Lucky Loser (Thai: หมากเตะ..โลกตะลึง or Mak Tae Loke Talueng) is a 2006 Thai sports-comedy about a small, fictional Southeast Asian country's bid to play in the World Cup. Initially, the country depicted in the film was Laos, but because of concerns by diplomatic officials that the depiction of Lao players would be seen as offensive to Lao people, the film was delayed from an original May 2006 release date. The film's production company, GMM Tai Hub, re-edited the film and reshot some scenes to remove any references to Laos. The name of the fictional country is Arvee.

==Plot==
Pong is one of the greatest football players Thailand has produced and he's a star in England's FA Premier League. But when there's an opening for coach of the Thailand national team, Pong returns in hopes he'll be named for the job. Instead, he is passed over in favor of a Brazilian coach.

His Aunt Ming, a football fan and inveterate gambler, has just won the lottery and had intended on donating her winnings to the Thai team. However, when her nephew is passed over, she decides to give her money to a regional rival, the struggling team in neighboring Arvee. And she's able to convince the team officials to hire her nephew.

So Pong is named coach of the Arvee side. He sets about filling the team's vacancies with players who display various talents. A man who catches watermelons becomes the goalkeeper. The town's aggressive dogcatcher becomes an attacking midfielder. A veteran striker, banned from the game because of his temper, is lured back in.

Coach Pong whips the players into shape. His methods include having the team train inside a freezer container in order to acclimate themselves to playing in colder climates.

For their part, the Arvee players are eager to conform to their ideals of the Western world, dying their hair in an effort to look like the European soccer players they idolize and will possibly play against.

The team at first doesn't follow the coach's strategy, and they lose. Then they listen, and they win. But for their final match, against archrival Thailand, they find their strategies no longer work. So they must revert to their earlier ways and play however they see fit.
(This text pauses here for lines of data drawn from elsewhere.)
PR #4962, opened 2023-01-24
Fix warning caused by redefine NOMINMAX.

python3kgae:


tools/llvm-as/llvm-as.cpp
```diff
@@ -84,10 +84,12 @@ static void WriteOutputFile(const Module *M) {
 }
 
 // HLSL Change Starts
-#define NOMINMAX
 #include "dxc/Support/WinIncludes.h"
 #include "llvm/Support/FileSystem.h"
 #include "llvm/Support/MSFileSystem.h"
+#ifndef NOMINMAX
+#define NOMINMAX
```
dmpots, line 91: I think this define should be before the WinIncludes.h include. I think its purpose is to prevent windows headers from defining min/max macros.

python3kgae: Moved ifndef to WinIncludes.h.

dmpots (approved):
LGTM

PR #5044, opened 2023-02-21
[Support] Add the 'Error' class for structured error handling.

llvm-beanz:
This patch introduces the Error classs for lightweight, structured, recoverable error handling. It includes utilities for creating, manipulating
and handling errors. The scheme is similar to exceptions, in that errors are
described with user-defined types. Unlike exceptions however, errors are represented as ordinary return types in the API (similar to the way std::error_code is used).

For usage notes see the LLVM programmer's manual, and the Error.h header.
Usage examples can be found in unittests/Support/ErrorTest.cpp.

Many thanks to David Blaikie, Mehdi Amini, Kevin Enderby and others on the
llvm-dev and llvm-commits lists for lots of discussion and review.

llvm-svn: 263609

Original commit information:
From f7f6d3e93f739077dc280532d906ca523489b01f Mon Sep 17 00:00:00 2001
From: Lang Hames <@lhames>
Date: Wed, 16 Mar 2016 01:02:46 +0000
Subject: [PATCH] [Support] Add the 'Error' class for structured error
 handling.

### DIFF
--- a/docs/ProgrammersManual.rst
+++ b/docs/ProgrammersManual.rst
@@ -263,7 +263,175 @@ almost never be stored or mentioned directly.  They are intended solely for use
 when defining a function which should be able to efficiently accept concatenated
 strings.
 
+.. _error_apis:
+
+Error handling
+--------------
+
+Proper error handling helps us identify bugs in our code, and helps end-users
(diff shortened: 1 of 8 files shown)


tex3d (approved):

llvm-beanz:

At times Coach Pong is conflicted between loyalty to his native country and his desire to see the team he is coaching win.

==Cast==
- Jakkrit Panichpatikum as Coach Pong
- Noi Po-ngam as Aunt Ming

==Controversy and re-release==
When the film was due to be released on May 18, 2006, the story was about the national soccer team of Laos. Laotian foreign ministry officials raised concerns that depictions of the Laotian players would be seen as offensive by Lao people and could trigger anti-Thai violence in Laos, similar to the 2003 Phnom Penh riots.

The controversy also came shortly after another Thai film, Ghost Game, sparked outrage among Cambodian officials, because the teen horror movie made light of the atrocities that occurred under the Khmer Rouge and Tuol Sleng Prison.
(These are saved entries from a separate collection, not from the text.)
PR #5047, opened 2023-02-22
Add diagnostics for uninitialized `out` parameters

### LINKED ISSUE #4951: Improve diagnostics for `out` parameters
We should issue diagnostics when `out` parameters are not written to or may not be written to in a function.

llvm-beanz:
This change adds diagnostic support for uninitialized `out` parameters. With this change, `out` parameters are treated as uninitiailzed values until they are initialized and use of the values produdces a diagnostic.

The movie was completed at a cost of 60 million baht, and for a time it appeared that the film's production company, GMM Tai Hub, would have to permanently shelve the film. But through re-editing and reshooting some scenes to remove any traces of Lao flags and national emblems and creating a fictional country called Arvee, the company was able to release the film. Dialogue was looped so that whenever anyone said "Laos" they instead would say "Arvee."

Remaining prints of the original film were burned at an event witnessed by the film's producers.